# Sprinkler Water Leak



## Wes311 (Sep 12, 2018)

I had a new sprinkler system put in the backyard this year, replacing the old system. I have water leaking now thru the pvc pipe in the valve box that the valve wires run through. I shut the water main off, and the leaking water stopped. Any idea where the water could be leaking from, that's running through the valve wire pvc pipe? That water leaking filled our window well, and leaked into our house.

Thanks,
Wes


----------



## dfw_pilot (Jan 28, 2017)

@Wes311 I moved your thread to the irrigation forum.


----------



## g-man (Jun 15, 2017)

I would contact the installer. Thats a leak in the main.
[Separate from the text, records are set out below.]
PR #9487, opened 2023-01-08
Reformat creation-meshgrid

cosmicthermo:


cosmicthermo:
Close #9473

ivy/functional/ivy/creation.py
```diff
@@ -1258,7 +1258,7 @@ def meshgrid(
 
     This function conforms to the `Array API Standard
```
CatB1t, line 1259: We can actually delete this, it's not necessary to have them anymore.

ivy/functional/ivy/creation.py
```diff
@@ -1303,18 +1305,6 @@ def meshgrid(
     >>> print(yv)
     ivy.array([[4], [5], [6]])
 
-    With :class:`ivy.NativeArray` input:
```
CatB1t, line 1306: Why this has been removed? I think we can keep it 😄

ivy/container/creation.py
```diff
@@ -1,5 +1,5 @@
 # global
-from typing import Optional, Union, List, Tuple, Dict, Sequence
+from typing import Optional, Union, List, Tuple, Dict, Sequence, Any, Type
```
CatB1t, line 2: `Any, Type` doesn't seem to be used after importing here, we should undo this.

CatB1t (changes requested):
Hello @cosmicthermo! thanks for your great work, just a few points to be addressed, also could you please revert the changes to the `.idea` folder? thanks!

ivy/functional/ivy/creation.py
```diff
@@ -1283,6 +1280,8 @@ def meshgrid(
 
     >>> x = ivy.array([1, 2, 5])
     >>> y = ivy.array([4, 1])
+    >>> xv = ivy.zeros((3, 2))
```
CatB1t, line 1283: These are getting overwritten by the function return, we shouldn't have them.

CatB1t:
> Thank you so much for the review! This is actually my first PR! I am happy to finish this work and get everything right. One question about the out variable in the docstring of this function. They don't have this variable in the previous version. And in this case the output is more than one variables, which corresponds to the input variables. Do we need to add this out variable in this case? Thanks!

Hello @cosmicthermo, I'm not sure I understand, can you elaborate more?

ivy/container/creation.py
```diff
@@ -783,14 +880,90 @@ def static_meshgrid(
...
+        >>> x = ivy.Container(a=ivy.array([1, 2, 3]))
+        >>> y = ivy.Container(a=ivy.array([4, 5]))
+        >>> xv = x.meshgrid(y)
+        >>> print(xv)
+        {
+            a: ivy.array([[1, 2, 3],
+                        [1, 2, 3]]),
+            b: ivy.array([[4, 4, 4],
+                        [5, 5, 5]])
+        }
```
CatB1t, line 962: Could you add more examples including other parameters, simple ones will be sufficient 😄

CatB1t (changes requested):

It could be multiple things like a glue joint breaking, pvc pipe breaking, loose connection to the valve, leak at the valve.


----------



## Wes311 (Sep 12, 2018)

The top right corner of this picture is where the pvc pipe ends in the valve box, and the wire comes out, also where water is coming out thru the pvc pipe into the valve box. 
I've contacted the installer already. He fixed a same issue three weeks ago on the south side of our yard, now it's on the west side of our yard water going through the pvc pipe that the wire runs through


----------



## g-man (Jun 15, 2017)

He left it like that with all the valves buried in mud instead of pea gravel? It also looks like a standard electrical connector instead of an waterproof one.

I would call him to investigate the issue.


----------